232.The Man, the Boy, and the Donkey

A MAN and his son were once going with their Donkey to market. As they were walking along by its side a countryman passed them and said: “You fools, what is a Donkey for but to ride upon?”   

  So the Man put the Boy on the Donkey and they went on their way. But soon they passed a group of men, one of whom said: “See that lazy youngster, he lets his father walk while he rides.”   

  So the Man ordered his Boy to get off, and got on himself. But they hadn’t gone far when they passed two women, one of whom said to the other: “Shame on that lazy lout to let his poor little son trudge along.”    

  Well, the Man didn’t know what to do, but at last he took his Boy up before him on the Donkey. By this time they had come to the town, and the passers-by began to jeer and point at them. The Man stopped and asked what they were scoffing at. The men said: “Aren’t you ashamed of yourself for overloading that poor Donkey of yours—you and your hulking son?” 

  The Man and Boy got off and tried to think what to do. They thought and they thought, till at last they cut down a pole, tied the Donkey’s feet to it, and raised the pole and the Donkey to their shoulders. They went along amid the laughter of all who met them till they came to Market Bridge, when the Donkey, getting one of his feet loose, kicked out and caused the Boy to drop his end of the pole. In the struggle the Donkey fell over the bridge, and his fore-feet being tied together he was drowned. 

  “That will teach you,” said an old man who had followed them:

“PLEASE ALL, AND YOU WILL PLEASE NONE.”       

231.The Man Who Promised the Impossible

A POOR man was very ill, and not expected to live. As the doctors were about to give up hope for him, he appealed to the Lords, promising to offer up to them a hundred oxen or less – and more gifts too – if only he recovered.

The man’s wife, who was at his side, asked him:

“And where are you going to get the money to pay for all that?”

The man told her:

“Do you think I might get better so that the Lords can call me to account?”

Men readily make promises which in reality they have no intention of keeping.

230.The Man Bitten by a Dog

A MAN who had been bitten by a dog went about in quest of someone who might heal him.
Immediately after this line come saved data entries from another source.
PR #808, opened 2023-03-24
Add dataset.read and entity.read verbs.

### LINKED ISSUE #794: Check dataset/entity verbs (backend)
We just have `dataset.list` and `entity.list`. I think we need `dataset.read` and `entity.read` too. See related frontend issue https://github.com/getodk/central-frontend/issues/662.

ktuite:
Closes #794 

Adds `dataset.read` and `entity.read` verbs for reading individual datasets and (eventually) entities to the list of verbs for Admins, Managers, and Project Viewers.

Also adds `entity.create` and `entity.update` verbs for Admins and Managers to be ready for entity creating/updating!

Tests.

Something we've needed for a little while.

No effect. In some places, `dataset.list` was used in place of `dataset.read` but the same roles have the same verbs so it doesn't really change anything.

No, verbs aren't individually listed in the docs.

### DIFF
--- a/lib/model/migrations/20230324-01-edit-dataset-verbs.js
+++ b/lib/model/migrations/20230324-01-edit-dataset-verbs.js
@@ -7,27 +7,25 @@
 // including this file, may be copied, modified, propagated, or distributed
 // except according to the terms contained in the LICENSE file.
 
-const { without } = require('ramda');
+const up = (db) => db.raw(`
+UPDATE roles
+SET verbs = verbs || '["dataset.read", "entity.read"]'::jsonb
+WHERE system in ('admin', 'manager', 'viewer')
+`).then(() => db.raw(`
+UPDATE roles
+SET verbs = verbs || '["entity.create", "entity.update"]'::jsonb
+WHERE system in ('admin', 'manager')
+`));
 
-/* eslint-disable no-await-in-loop */
-
-const up = async (db) => {
-  // grant rights.
-  for (const system of [ 'admin', 'manager', 'viewer' ]) {
-    const [{ verbs }] = await db.select('verbs').from('roles').where({ system });
-    const newVerbs = verbs.concat([ 'dataset.read', 'entity.read' ]);
-    await db.update({ verbs: JSON.stringify(newVerbs) }).into('roles').where({ system });
-  }
-};
-
-const down = async (db) => {
-  // revoke rights.
-  for (const system of [ 'admin', 'manager', 'viewer' ]) {
-    const [{ verbs }] = await db.select('verbs').from('roles').where({ system });
-    const newVerbs = without([ 'dataset.read', 'entity.read' ], verbs);
-    await db.update({ verbs: JSON.stringify(newVerbs) }).into('roles').where({ system });
-  }
-};
+const down = (db) => db.raw(`
+UPDATE roles
+SET verbs = (verbs - 'dataset.read' - 'entity.read')
+WHERE system in ('admin', 'manager', 'viewer')
+`).then(() => db.raw(`
+UPDATE roles
+SET verbs = (verbs - 'entity.create' - 'entity.update')
+WHERE system in ('admin', 'manager')
+`));
 
 module.exports = { up, down };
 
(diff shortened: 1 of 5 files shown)


lib/model/migrations/20230324-01-edit-dataset-verbs.js
matthew-white, line 1: I don't think anything needs to change here, but thinking about #744, I think we should try to write migrations like this using raw SQL going forward. We even have a verbs-related migration that uses raw SQL that we can draw from: [20210721-01-add-config-set-verb.js](https://github.com/getodk/central-backend/blob/master/lib/model/migrations/20210721-01-add-config-set-verb.js).

lib/resources/forms.js
```diff
@@ -161,7 +161,7 @@ module.exports = (service, endpoint) => {
       .then(([form, project]) =>
         Promise.all([
           auth.canOrReject('form.update', form),
-          auth.canOrReject('dataset.list', project)
+          auth.canOrReject('dataset.read', project)
```
matthew-white, line 164: Right now the diff will only include a single dataset, right? In the future, might it include multiple datasets? If so, `dataset.list` actually feels more right to me than `dataset.read`. I think of `dataset.read` as being about an individual dataset.

lib/resources/forms.js
```diff
@@ -181,7 +181,7 @@ module.exports = (service, endpoint) => {
...
```
matthew-white, line 184: Same question here about whether the diff might include multiple datasets in the future.

lib/model/migrations/20230324-01-edit-dataset-verbs.js
```diff
@@ -0,0 +1,33 @@
...
+
+const { without } = require('ramda');
+
+/* eslint-disable no-await-in-loop */
+
+const up = async (db) => {
+  // grant rights.
+  for (const system of [ 'admin', 'manager', 'viewer' ]) {
+    const [{ verbs }] = await db.select('verbs').from('roles').where({ system });
+    const newVerbs = verbs.concat([ 'dataset.read', 'entity.read' ]);
```
matthew-white, line 18: Do you want to throw in `entity.create` and `entity.update` while you're here? Maybe we'd need one other one for updating the properties of an entity, though maybe not. Looking at the existing submission verbs, I only see list/read/create/update.

test/integration/api/projects.js
```diff
@@ -69,7 +69,7 @@ describe('api: /projects', () => {
               .set('X-Extended-Metadata', 'true')
               .expect(200)
               .then(({ body }) => {
-                body.verbs.length.should.be.greaterThan(39);
+                body.verbs.length.should.be.greaterThan(43);
```
matthew-white, line 72: Should be 41?

matthew-white (approved):

lib/model/migrations/20230324-01-edit-dataset-verbs.js
ktuite: I can! Just need to figure out what roles does `entity.create`/`entity.update` apply to? Probably not `viewer`. Does that just leave `admin` + `manager`?

test/integration/api/projects.js
ktuite: This is such an awkward test because it doesn't change when new verbs are added. I think the number was not incremented last time? I ran it and it was expecting 44 verbs.

lib/resources/forms.js
ktuite: I wasn't totally sure what to put here. Good point that there could be multiple datasets!

test/integration/api/projects.js
matthew-white: Oh very interesting! Would it be worth changing it to an equality check rather than `greaterThan` so that we remember  to update it more frequently?

lib/model/migrations/20230324-01-edit-dataset-verbs.js
matthew-white: I agree, seems like it would just be `admin` + `manager` for now. I guess that would maybe add complications since the migration also deals with viewers. Those verbs could also come in a separate PR, whatever's more convenient!

lib/model/migrations/20230324-01-edit-dataset-verbs.js
ktuite: I've gone ahead and done this and added a migration test just to be sure the raw sql worked.

lib/model/migrations/20230324-01-edit-dataset-verbs.js
ktuite: Doing it here so they can be used soon, even though there's nothing that really tests these new verbs yet!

A friend, meeting him and learning what he wanted, said,

“If you would be cured, take a piece of bread, and dip it in the blood from your wound, and go and give it to the dog that bit you.”
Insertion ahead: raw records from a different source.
PR #810, opened 2023-03-28
Move prep work from Forms to Datasets.createOrMerge

### LINKED ISSUE #793: Refactor Datasets.createOrMerge and Datasets.publishIfExists

ktuite:
Closes #793

Changes the interface between Forms.createNew and Forms.createVersion that updates Datasets. Now `Datasets.createOrMerge` takes raw arguments from Forms and builds and filters what it needs itself. 

Tests have remained the same.

It was a little awkward making the Forms query module filter out the form fields and build a partial Dataset object to pass the name and project id through. Now the code in the Forms module is simpler. If more changes need to happen on Dataset creation, they can happen within the Dataset query module. The function in the query module is also now async/await and a bit easier to follow.

No changes to users.

No changes to docs.

### DIFF
--- a/lib/model/query/datasets.js
+++ b/lib/model/query/datasets.js
@@ -89,39 +89,50 @@ SELECT "action" FROM ds
 `;
 
 // Creates or merges dataset, properties and field mapping.
-// Expects dataset:Frame auxed with `formDefId`, `schemaId`,
-// and array of field:Frame auxed with `propertyName`
-const createOrMerge = (dataset, fields, publish = false) => ({ one, Actees, Datasets, Projects }) =>
-  Promise.all([
-    Projects.getById(dataset.projectId).then((o) => o.get()),
-    Datasets.get(dataset.projectId, dataset.name)
-  ])
-    .then(([project, datasetOption]) =>
-      (datasetOption.isDefined()
-        ? datasetOption.get().acteeId
-        : Actees.provision('dataset', project).then((actee) => (actee.id))))
-    .then((acteeId) =>
-      one(_createOrMerge(dataset, fields, acteeId, publish))
-        .catch(error => {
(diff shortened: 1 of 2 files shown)


lib/model/query/datasets.js
```diff
@@ -89,40 +89,51 @@ SELECT "action" FROM ds
...
+  const result = await one(_createOrMerge(partial, dsPropertyFields, acteeId, publish))
+    .catch(error => {
+      if (error.constraint === 'ds_property_fields_dspropertyid_formdefid_unique') {
+        throw Problem.user.invalidEntityForm({ reason: 'Multiple Form Fields cannot be saved to a single Dataset Property.' });
+      }
+      throw error;
+    });
+
+  // Fetch dataset again with properties in order to write audit log
+  const ds = await Datasets.get(project.id, name).then((o) => o.get());
```
ktuite, line 119: Thinking about ways to remove extra queries, especially based on discussion from last review. There's probably a way to not refetch this information using `existingDataset` and/or `partial` above.

ktuite: Things needed by the audit function.. just construct an object with these things in it instead of refetching dataset.
- Dataset with actee id
- fields (filtered)
- properties (re-fetch from database)

ktuite (commented):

The man who had been bitten laughed at this advice and said,

“Why? If I should do so, it would be as if I should beg every dog in the town to bite me.”

Benefits bestowed on the evil-disposed increase their means of injuring you.

229.The Man and the Wood

A MAN came into a forest and asked the trees to provide him a handle for his axe. The trees agreed to his request and gave him a young ash-tree. No sooner had the man fitted a new handle to his axe from it, than he began to use it and quickly felled with his strokes the noblest giants of the forest.

An old oak, lamenting when too late the destruction of his companions, said to a neighbouring cedar,

“The first step has lost us all. If we had not given up the rights of the ash, we might yet have retained our own privileges and have stood for ages.”

Do not give your enemy the means of destroying you.

Show enough concern in the seemingly innocent little things.

Give some people an inch and they will take a mile.

Nourishing of others needs to be seen in a wide perspective.